__PROBLEM TO SOLVE__
Only the number is needed: the count of lines in the records with the word "require".

__DATASET CONTENT__
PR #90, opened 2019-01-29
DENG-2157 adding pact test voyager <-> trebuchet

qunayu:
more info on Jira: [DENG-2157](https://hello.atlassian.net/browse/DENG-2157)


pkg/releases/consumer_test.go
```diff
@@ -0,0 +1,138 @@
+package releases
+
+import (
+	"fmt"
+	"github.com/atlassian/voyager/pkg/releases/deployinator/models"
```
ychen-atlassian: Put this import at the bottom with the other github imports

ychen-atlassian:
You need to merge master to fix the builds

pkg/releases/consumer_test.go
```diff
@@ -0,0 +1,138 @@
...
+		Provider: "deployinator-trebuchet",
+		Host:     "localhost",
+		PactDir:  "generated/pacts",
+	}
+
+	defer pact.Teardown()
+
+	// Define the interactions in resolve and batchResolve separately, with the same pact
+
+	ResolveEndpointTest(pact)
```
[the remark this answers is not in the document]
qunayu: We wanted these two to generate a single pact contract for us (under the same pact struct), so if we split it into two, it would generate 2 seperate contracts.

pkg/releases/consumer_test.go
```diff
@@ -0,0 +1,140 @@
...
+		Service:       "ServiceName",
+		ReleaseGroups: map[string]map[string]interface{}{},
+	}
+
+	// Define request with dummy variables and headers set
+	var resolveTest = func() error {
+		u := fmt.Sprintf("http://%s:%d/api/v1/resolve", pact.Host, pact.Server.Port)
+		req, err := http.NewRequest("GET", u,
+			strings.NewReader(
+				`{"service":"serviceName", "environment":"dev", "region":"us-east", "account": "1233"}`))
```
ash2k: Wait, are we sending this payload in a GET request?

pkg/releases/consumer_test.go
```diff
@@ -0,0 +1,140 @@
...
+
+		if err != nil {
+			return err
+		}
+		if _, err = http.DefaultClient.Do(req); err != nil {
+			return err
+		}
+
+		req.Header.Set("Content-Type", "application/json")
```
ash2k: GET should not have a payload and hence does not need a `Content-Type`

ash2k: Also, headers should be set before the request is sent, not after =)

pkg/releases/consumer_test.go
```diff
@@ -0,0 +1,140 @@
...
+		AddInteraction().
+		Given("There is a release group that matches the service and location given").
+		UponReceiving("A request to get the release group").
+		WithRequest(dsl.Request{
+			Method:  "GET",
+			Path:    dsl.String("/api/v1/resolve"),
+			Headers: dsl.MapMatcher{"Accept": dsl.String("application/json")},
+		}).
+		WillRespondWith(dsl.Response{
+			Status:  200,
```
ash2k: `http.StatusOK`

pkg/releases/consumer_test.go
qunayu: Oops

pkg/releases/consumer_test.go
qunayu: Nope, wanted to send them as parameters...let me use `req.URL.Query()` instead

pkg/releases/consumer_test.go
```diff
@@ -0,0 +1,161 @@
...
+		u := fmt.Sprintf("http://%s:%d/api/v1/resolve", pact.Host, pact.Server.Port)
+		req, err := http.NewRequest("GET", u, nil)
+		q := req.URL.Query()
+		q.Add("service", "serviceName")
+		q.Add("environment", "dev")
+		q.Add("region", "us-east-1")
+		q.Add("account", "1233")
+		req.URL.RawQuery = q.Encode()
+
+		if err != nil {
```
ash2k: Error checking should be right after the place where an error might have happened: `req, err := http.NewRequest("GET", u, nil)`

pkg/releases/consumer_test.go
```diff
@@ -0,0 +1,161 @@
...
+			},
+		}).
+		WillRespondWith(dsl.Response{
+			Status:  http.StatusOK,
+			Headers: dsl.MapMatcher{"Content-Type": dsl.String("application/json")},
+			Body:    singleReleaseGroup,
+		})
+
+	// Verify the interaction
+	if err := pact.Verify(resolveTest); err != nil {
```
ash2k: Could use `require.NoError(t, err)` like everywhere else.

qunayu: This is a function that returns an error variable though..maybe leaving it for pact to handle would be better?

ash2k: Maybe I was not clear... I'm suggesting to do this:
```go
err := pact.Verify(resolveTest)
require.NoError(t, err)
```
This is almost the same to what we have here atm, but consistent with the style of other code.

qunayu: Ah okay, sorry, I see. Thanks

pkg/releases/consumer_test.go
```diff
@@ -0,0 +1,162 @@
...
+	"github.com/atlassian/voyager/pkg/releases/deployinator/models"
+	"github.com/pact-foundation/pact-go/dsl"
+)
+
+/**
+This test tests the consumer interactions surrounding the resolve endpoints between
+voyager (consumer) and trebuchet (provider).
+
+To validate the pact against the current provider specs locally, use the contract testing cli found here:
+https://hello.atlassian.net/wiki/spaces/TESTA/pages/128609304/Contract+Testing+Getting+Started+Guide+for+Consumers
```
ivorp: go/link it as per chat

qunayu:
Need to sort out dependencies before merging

__WRITTEN RESPONSE__
2